You might think we’re always low on the Rays, what with their front office made up of 2/3rds brain surgeons, 1/3 rocket scientists, and a bonus 1/3 former FanGraphs employees. It wasn’t: we averaged just under two wins, which is in the middle of the pack in terms of true error. The A’s are another team that people often point to as being smarter than projections – but they’re the team we predicted better in our data set, they averaged 79.95 wins, and won an average of 80 games per season.
On the other side of the coin, Tigers fans may be angry with FanGraphs for giving them too much hope. We have lost 6.6 wins per season, and not in a good way; they averaged just 71.2 wins over the eight seasons I looked at, and we projected them for 77.8. We’re way too high on the Padres, Nationals, and Reds (and yes, there are some midseason trade deals here, too).

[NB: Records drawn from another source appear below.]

PR #3426, opened 2023-05-02
Avoid non_blocking copy from GPU to CPU

mmhab:
In Zero3 flow, when we do non_blocking copy from GPU to CPU and then copies the tensor to GPU (using the to() function) there is a race condition between these functions and there may be cases in which the to() function is executed before the copy_() completes. See the following discussion: https://discuss.pytorch.org/t/should-we-set-non-blocking-to-true/38234/17 
Therefore I think it is safer to do clone() instead of the non_blocking to().


tohtana:
Hello @mmhab, thank you for your PR.

As far as I understand, the preceding `copy_()` (L1209) is D2H copy and the non-blocking `to()` (L1212) is H2D copy.
They both run on the same CUDA stream. So it is ensured that the `to()` runs after the `copy_()` completes.

What are your thoughts on this?

mmhab:
Hi @tohtana,
I agree with you.
Thanks!

PR #3440, opened 2023-05-04
[MiCS] [Fix] saving and loading model checkpoint logic for MiCS sharding

zarzen:
- Only the first partition group will save the model checkpoints 
- Need to avoid call `dist.barrier` on the `WORLD` group.
- Including the support for loading the partitioned model checkpoint as ZeRO-3


zarzen:
Hi there, one of the unit test is failed, but I didn't see the corresponding error. 
Can someone help to retry with the `nv-torch19-v100 / unit-tests`

zarzen:
Hi @samadejacobs @tjruwase 
would you mind taking a look at this PR? It is an easy fix.
The only thing that can affect the current logic of ZeRO-3 is the in `deepspeed/runtime/engine.py: _create_zero_checkpoint_files`, in which I let the `dist.barrier` function get called on ranks within the `self.optimizer.dp_process_group`.

tests/unit/checkpoint/test_mics_optimizer.py
```diff
@@ -0,0 +1,61 @@
...
+                }
+            },
+            "fp16": {
+                "enabled": True,
+                "initial_scale_power": 8
+            },
+            "wall_clock_breakdown": True,
+            "zero_optimization": {
+                "stage": 3,
+                "mics_shard_size": 2
```
tjruwase, line 41: Is it possible to test different `mics_shard_size` values, e.g., 1, 2, and 4?

deepspeed/comm/torch.py
```diff
@@ -20,13 +20,24 @@ def is_torch_two():
         return False
 
 
+def torch_ver_ge_1_13():
```
tjruwase, line 23: This change seems to be independent of checkpointing. Is that correct?

zarzen: Right this is independent to checkpointing part, but found the issue along the for fixing checkpointing

tests/unit/checkpoint/test_mics_optimizer.py
zarzen: Yes, it is possible for 2 and 4. Not sure the effect on 1, because if 1 is used, it means zero-2.

tjruwase: I guess you mean 1 would be vanilla zero-3. The expectation is that it would be functional but not performant, right? I think that is okay for a unit test as it will help us catch unexpected breakages.

deepspeed/comm/torch.py
tjruwase: Sounds good. Thanks for the clarification!

tests/unit/checkpoint/test_mics_optimizer.py
zarzen: my mistake. For `"mics_shard_size": 1`, I think it is equivalent to DDP, in which each device holds a complete copy of the model states (grads, params, optimizer states)

tjruwase: Thanks for the clarification. I think it would still be a good test case.

zarzen: I see, thanks for the suggestions, I added more test as you suggested

tjruwase: Sorry, I don't see the modification to make shard size configurable in the unit test. Perhaps, I am missing something. 

What I was expecting was something like
```python
@pytest.mark.parametrize('shard_size', [1, 2, 4])
class TestMiCSCheckpoint(DistributedTest):
   def _toy_model_config(self, shard_size):
    ...
     "mics_shard_size": shard_size
    ...
    def test_load_optimizer_state(self, tmpdir, shard_size):   
      ....
      config_dict, hidden_dim, models = self._toy_model_config(shard_size)

```

zarzen: sry, I was looking into a wrong file. 
The tests are updated with the shard_size [1,2,4] covered.

tjruwase: Awesome! Thanks!

tjruwase:
@zarzen, I am unable to rebase this PR. Did you set some restrictions on your branch?

zarzen:
I think it is due to the permission policy on `dmlc` account. 
I just rebased with the master branch. Will take a look at the permission setup.

PR #3501, opened 2023-05-10
Align InferenceEngine to store ms in _model_times

HolyFalafel:
When using cuda_events, the measured model time is stored in ms.
   When not using cuda_events, the measured model time was stored in seconds.
   This commit fixes the units and aligns them to store ms, the same as elapsed() function.
   This was observed when running the following pytest:
   unit/inference/test_model_profiling.py::TestModelProfiling::test[False-True-roberta-base-fill-mask]

   Returned values were:
     count=0 e2e_t=895.174312 model_t=0.8529715538024902
     count=1 e2e_t=7.500252 model_t=0.0041310787200927734
     count=2 e2e_t=3.887346 model_t=0.0018568038940429688
     count=3 e2e_t=3.577845 model_t=0.0016334056854248047
     count=4 e2e_t=3.43976 model_t=0.0016703605651855469
     count=5 e2e_t=3.310903 model_t=0.0016107559204101562
     count=6 e2e_t=3.299556 model_t=0.001603841781616211
     count=7 e2e_t=3.605722 model_t=0.0015969276428222656
     count=8 e2e_t=3.273741 model_t=0.0015516281127929688
     count=9 e2e_t=3.46306 model_t=0.0016617774963378906

   The units difference is observed here, when model_t is in ther order of 10e-3 comparing to e2e_t


mrwyattii (approved):
Thanks @HolyFalafel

So what do FanGraphs’ projected win totals mean? I would treat them as a rough gauge of the major league franchise’s prospects in the coming year. Angry about your team being projected for 86 wins instead of 88? I don’t think our projections are great at doing that kind of fine parsing, and I think architects would agree with the projections that contribute to our model. Angry that we projected your team for 72 wins when you think they are a playoff contender? Well, that’s not the kind of thing we really miss.
Specifically, 88% of our projections get within 15 wins of the team’s actual total. Only 7% of the teams in our total sample were better than 15 wins or more. That’s not to say it’s impossible – 7% is more than 0%, of course – but it’s a reminder of gravity. If our playoff confidence and projected win total think your team is bad, it doesn’t mean they are 100%. But it means that most of the teams that do a project like them were bad.